### Task instructions
Locate, in the data below, the line that contains "Because of this" and the line that contains "The root cause is also"; reproduce exactly those two lines and every line between them, nothing more.

(Data records)
________

PR #1058, opened 2020-08-18
Insert small delay before starting node-local-dns

### LINKED ISSUE #1037: race condition for pod starting order results in not working clusterIPs in case nf_tables must be used
**What happened**:

Current major versions of Linux distributions don't support iptables-legacy anymore. Instead nf_tables is used (e.g. RHEL8 or debian Buster).
The availability of nf_tables only leads to a race condition for starting kube-proxy and node-local-dns in the correct order after a node is started.

Currently node-local-dns supports only iptables-legacy. For the support of nf_tables an open/blocked [issue](https://github.com/kubernetes/dns/issues/338) exists.
kube-proxy supports both iptables modes (see [here](https://github.com/kubernetes/kubernetes/pull/82966)) and determines during it's starting phase what it should use (see [here](https://github.com/kubernetes/kubernetes/pull/82966/files#diff-c60536f6b948668f1b8aa52529a35f5aR28)).
This means, if the node-local-dns pod on the node is starting first and creates it's iptables-legacy rules, kube-proxy finds these legacy-rules and starts using the legacy mode too. Unfortunately, kube-proxy uses some chains which the kubelet creates when it starts. E.g. the chain "KUBE_MARK-DROP". Because the OS is offering nf_talbles only, the kubelet creates the particular chains with nf_tables and not iptables-legacy.
If now kube-proxy is starting in iptables-legacy mode, it tries to write to the kubelet chains and fails, becaue it cannot find the nf_tables chains:
```
kubectl -n kube-system logs $(kubectl -n kube-system get pods -o wide | grep proxy | grep cp-0 | awk '{print $1}') -f
W0813 15:17:48.190861       1 server_others.go:559] Unknown proxy mode "", assuming iptables proxy
I0813 15:17:48.203720       1 node.go:136] Successfully retrieved node IP: 172.16.10.5
I0813 15:17:48.203751       1 server_others.go:186] Using iptables Proxier.
I0813 15:17:48.205552       1 server.go:583] Version: v1.18.6
I0813 15:17:48.206007       1 conntrack.go:52] Setting nf_conntrack_max to 131072
I0813 15:17:48.206845       1 config.go:315] Starting service config controller
I0813 15:17:48.206863       1 shared_informer.go:223] Waiting for caches to sync for service config
I0813 15:17:48.206886       1 config.go:133] Starting endpoints config controller
I0813 15:17:48.206898       1 shared_informer.go:223] Waiting for caches to sync for endpoints config
I0813 15:17:48.307068       1 shared_informer.go:230] Caches are synced for endpoints config 
I0813 15:17:48.307209       1 shared_informer.go:230] Caches are synced for service config 
E0813 15:17:48.347064       1 proxier.go:1555] Failed to execute iptables-restore: exit status 2 (iptables-restore v1.8.3 (legacy): Couldn't load target `KUBE-MARK-DROP':No such file or directory

Error occurred at line: 84
Try `iptables-restore -h' or 'iptables-restore --help' for more information.
)
I0813 15:17:48.347141       1 proxier.go:825] Sync failed; retrying in 30s
```
For reference, see
- [kube-proxy code](https://github.com/kubernetes/kubernetes/blob/release-1.18/pkg/proxy/iptables/proxier.go#L74)
- [github discussion](https://github.com/kubernetes/kubernetes/issues/80462#issuecomment-517502159)
- [temporary fix in kube-proxy container](https://github.com/kubernetes/kubernetes/issues/80462)

Because of this kube-proxy is entering an endless loop, trying to write to the chain KUBE-MARK-DROP and never creates the iptables rules for clusterIPs.

On the other side, if kube-proxy is starting before node-local-dns is creating it's iptables-legacy rules, the kube-proxy creates all rules using nf_tables. Hence, in this case the chain KUBE-MARK-DROP exists and everything is working as expected.

Working clusterIPs after each node start.

Rebooting nodes for testing the race condition.

For a running node delete the running kube-proxy pod and flush the nf_tables rules on the host
```
#remove/flush all rules & delete chains
iptables -F
iptables -X
iptables -t nat -F
iptables -t nat -X
iptables -t mangle -F
iptables -t mangle -X
iptables -P INPUT ACCEPT
iptables -P OUTPUT ACCEPT
iptables -P FORWARD ACCEPT
```

The root cause is also hitting calico, see [here](https://github.com/projectcalico/calico/issues/3709).

I tested to use kube-proxy in ipvs mode. Unfortunately, I hit here another blocking issue for Azure (most likely for other public cloud providers as well), regarding services of type LoadBalancer. Hence, using kube-proxy in ipvs mode is not an option.

Because the root cause is the not patched node-local-dns pod I think a good option could be to disable it's deployment for now. Maybe introducing node-local-dns as a feature in kubeone which can be deactivated (e.g. like PodSecurityPolicies)?

KubeOne version (`1.0.0-beta.2`): 
Operating system: RHEL8
Operating system you're deploying on: CentOS8

kron4eg:
On some slow at the boot systems it may happen (race condition) that nodelocal dns will start before kube-proxy and that will mess up whole iptables setup. To make room for kube-proxy to be first to run we delay node-local-dns at the start s little bit.

This is TEMPORARY workaround, until the time when node-local-dns would start supporting iptables-nft

Fixes #1037 

```release-note
Fix race condition between kube-proxy and node-local-dns
```

### DIFF
--- a/pkg/templates/nodelocaldns/nodelocaldns.go
+++ b/pkg/templates/nodelocaldns/nodelocaldns.go
@@ -39,7 +39,7 @@ const VirtualIP = "169.254.20.10"
 
 const (
 	image                    = "k8s.gcr.io/k8s-dns-node-cache"
-	tag                      = "1.15.12"
+	tag                      = "1.15.13"
 	componentLabel           = "nodelocaldns"
 	dnscacheCorefileTemplate = `
 __PILLAR__DNS__DOMAIN__:53 {
@@ -188,6 +188,14 @@ func dnscacheDaemonSet() *appsv1.DaemonSet {
 	hostPathFileOrCreate := corev1.HostPathFileOrCreate
 	terminationGracePeriodSeconds := int64(0)
 
+	// "sleep 10" is needed to avoid race-condition for iptables creation between node-local-cache and kube-proxy, to
+	// make sure that kube-proxy will insert its iptables rules first.
+	// see more at: https://github.com/kubermatic/kubeone/pull/1058
+	execScript := fmt.Sprintf(`
+sleep 10;
+exec /node-cache -localip %s -conf /etc/Corefile -upstreamsvc kube-dns-upstream`,
+		VirtualIP)
+
 	return &appsv1.DaemonSet{
 		ObjectMeta: metav1.ObjectMeta{
 			Name:      "node-local-dns",
@@ -225,13 +233,10 @@ func dnscacheDaemonSet() *appsv1.DaemonSet {
 						{
 							Name:  "node-cache",
 							Image: fmt.Sprintf("%s:%s", image, tag),
-							Args: []string{
-								"-localip",
-								VirtualIP,
-								"-conf",
-								"/etc/Corefile",
-								"-upstreamsvc",
-								"kube-dns-upstream",
+							Command: []string{
+								"/bin/sh",
+								"-c",
+								execScript,
 							},
 							Resources: corev1.ResourceRequirements{
 								Requests: corev1.ResourceList{
--- a/pkg/clientutil/wait_pods.go
+++ b/pkg/clientutil/wait_pods.go
@@ -33,7 +33,7 @@ func PodsReadyCondition(ctx context.Context, c dynclient.Client, listOpts dyncli
 		podsList := corev1.PodList{}
 
 		if err := c.List(ctx, &podsList, &listOpts); err != nil {
-			return false, errors.Wrapf(err, "failed to list %s pods", listOpts.FieldSelector.String())
+			return false, errors.Wrapf(err, "failed to list pods")
 		}
 
 		return allPodsAreRunningAndReady(&podsList), nil


pkg/templates/nodelocaldns/nodelocaldns.go
```diff
@@ -187,6 +187,10 @@ func dnscacheDaemonSet() *appsv1.DaemonSet {
 	trueBool := true
 	hostPathFileOrCreate := corev1.HostPathFileOrCreate
 	terminationGracePeriodSeconds := int64(0)
+	execScript := fmt.Sprintf(`
+sleep 10;
+exec /node-cache -localip %s -conf /etc/Corefile -upstreamsvc kube-dns-upstream`,
+		VirtualIP)
```
xmudrii, line 193: Would it make sense that instead of sleeping 10 seconds, we poll for the kube-proxy DaemonSet/pods before deploying NodeLocalDNS and wait for all replicas to be ready? I think that would be a safer approach, especially if kube-proxy needs more than 10 seconds to come up for any reason.

If we decide to stick with this approach, can we add a comment describing why we did this?

kron4eg: No, because the racecondition also kicks in after node reboot, when there is no kubeone involved.

xmudrii: Okay, makes sense. Please add a comment describing that above this line.

kron4eg: added an explanatory comment

xmudrii (approved):
/lgtm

________

### Answer
Because of this kube-proxy is entering an endless loop, trying to write to the chain KUBE-MARK-DROP and never creates the iptables rules for clusterIPs.

On the other side, if kube-proxy is starting before node-local-dns is creating it's iptables-legacy rules, the kube-proxy creates all rules using nf_tables. Hence, in this case the chain KUBE-MARK-DROP exists and everything is working as expected.

Working clusterIPs after each node start.

Rebooting nodes for testing the race condition.

For a running node delete the running kube-proxy pod and flush the nf_tables rules on the host
```
#remove/flush all rules & delete chains
iptables -F
iptables -X
iptables -t nat -F
iptables -t nat -X
iptables -t mangle -F
iptables -t mangle -X
iptables -P INPUT ACCEPT
iptables -P OUTPUT ACCEPT
iptables -P FORWARD ACCEPT
```

The root cause is also hitting calico, see [here](https://github.com/projectcalico/calico/issues/3709).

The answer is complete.